Multi-core and copy speed

What i want to do is to copy 500K of files.

I want to copy within server from one destination to another.It includes emails mostly so many small files.

Its over 23 GB only but takes so long (over 30 mins and not done yet) , linux cp command also only uses 1 CPU .

So if i script it to use multiple cps , would that make it faster.

System is 16 cores , 16 GB Ram , 15K Drivers (15000 RPM SATA) .

What are other options?

I believe tarring and untaring would take even longer and wont use multi-core ..

Phyo Arkar Lwin

Posted 2011-10-21T22:39:34.713

Reputation: 401

see my answer to this question as to why copying a lot of files requires a lot of disk I/O: http://superuser.com/questions/344534/why-does-copying-the-same-amount-of-data-take-longer-if-spread-across-many-separ/344860#344860

– sawdust – 2011-10-22T01:08:57.290

Answers

Your bottleneck is hard-drive speed. Multi-core can't speed this up.

Pubby

Posted 2011-10-21T22:39:34.713

Reputation: 334

Harddrive . when tested with hdpram it returns 278MB/s are you sure about this? it should only take 100 seconds to copy 23GB file. So using mulitiple CP in multi-threading progams wont improve this too? – Phyo Arkar Lwin – 2011-10-21T22:48:53.873

1No, no it won't. The bottleneck is almost certainly the read/write speed of the physical media itself unless you're using enterprise-level gear. – Shinrai – 2011-10-21T22:51:34.667

@V3ss0n I do know that hard drives are not random access, which prevents them from being accessed in parallel. – Pubby – 2011-10-21T22:51:57.693

2@Pubby8 - Umm, HDD are random access devices (at the block/sector level). It's often compared to tape (e.g. magnetic tape) which is a sequential block device. I suspect you're trying to state that the typical device can only perform one I/O operation at a time. There is an animal called dual-port disk drive that can do two operations at once, but there filesystem issues that make this rather complicated. – sawdust – 2011-10-22T01:14:31.443

What i want to make sure is , there was a program i made in python , which extract text from multiple file format using different kind of parser (doc , pdf , eml , etc) into database for later indexing and search. At first the script was only single process , and after making it multi-process using multiprocessing module (high level Fork, so same as forking) it increase speed significantly. But it only works well up to 4 process , at 6 process IO Stall and totally slow thing down , and even freeze whole process sometime. – Phyo Arkar Lwin – 2011-10-22T12:16:28.900

so the sweet spot there is 4 processes. Should i test that way? – Phyo Arkar Lwin – 2011-10-22T12:16:57.307

Coping a single large file is faster than moving lots of small files as there is lots of latency with the setup and tear down of each operation - also the disk and OS can do lots of read-ahead with a single large file. So tarring it first would make it quicker. Though once you factor in the time taken to tar, it may not speed things up too much.

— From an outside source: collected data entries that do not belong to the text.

PR #414, opened 2022-09-20
`BeakerExecutor` won't run duplicate cacheable steps

### LINKED ISSUE #412: Beaker Executor should not run steps it's already running

@dirkgr: When it detects that a step it needs is already running (but it’s not itself running it), it should not schedule that step, but still wait for its completion. Maybe print a link every once in a while so the user can check and make sure it’s really running.

### Alternatives

Just let the workspace handle that. Workspaces do already have a mechanism for not running multiple of the same cacheable step at once. But the Beaker executor will still happily submit experiments for the same cacheable step, which can waste a lot of time.

### Additional context

We can implement this in the Beaker executor by searching for experiments in the workspace that match the name of the step. Then just check the status of the most recent matching experiment.

epwalsh:
Fixes #412

### DIFF
--- a/CHANGELOG.md
+++ b/CHANGELOG.md
@@ -27,6 +27,7 @@ and this project adheres to [Semantic Versioning](https://semver.org/spec/v2.0.0
 - Fixed a bug where canceling the Beaker executor might not work properly.
 - Fixed a bug where the trainer trains too much when `train_epochs` is set and you're using gradient accumulation.
 - Fixed how the results of uncacheable steps are displayed by `tango run`.
+- Beaker executor won't run duplicate cacheable steps at the same time.
 
 ## [v0.13.0](https://github.com/allenai/tango/releases/tag/v0.13.0) - 2022-09-07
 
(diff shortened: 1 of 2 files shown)


dirkgr (approved):
This is fantastic. It means I can slowly build up my large experiment without having to think about whether some new run overlaps with a run already in progress.

Let's say I have two runs going that include the same step. Run 1 decides to kick off the step. What happens when
1. The step completes, and later run 2 also wants to run the step?
2. The step hasn't completed yet, and run 2 wants to run the step?

epwalsh:
> What happens when
>
> 1. The step completes, and later run 2 also wants to run the step?
> 2. The step hasn't completed yet, and run 2 wants to run the step?

In (1), run 2 will find the result of the step in the cache when it's trying to figure out if it should should run or not, and so won't run it.

In (2), run 2 will find the existing experiment for the step, and see that it's still running, so will just follow that experiment instead of submitting a new one.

Note that you are only reading from a single disk, so parallelising your calls to the disk may actually slow things down, where it tries to serve multiple files at the same time.

Paul

Posted 2011-10-21T22:39:34.713

Reputation: 52 173

1Wouldn't tarring require reading all the files, creating the tar, deleting the original files, and then creating the copy? Seems like it would definitely take longer. – Pubby – 2011-10-21T23:01:50.777

Yes for sure - I agreed with your answer, mine was just to provide some additional info. Given that the copy seems to be underway at the time the OP wrote the question, it seemed to be an information gathering exercise. There will be circumstances where tarring first may provide better overall performance. – Paul – 2011-10-22T03:23:16.470

Although the question has been quite old, I think the best way is to zip using multi-cores like lbzip2 and pbzip2. Transfer the compressed file and decompress it using multi-cores. You can find about the commands on Internet.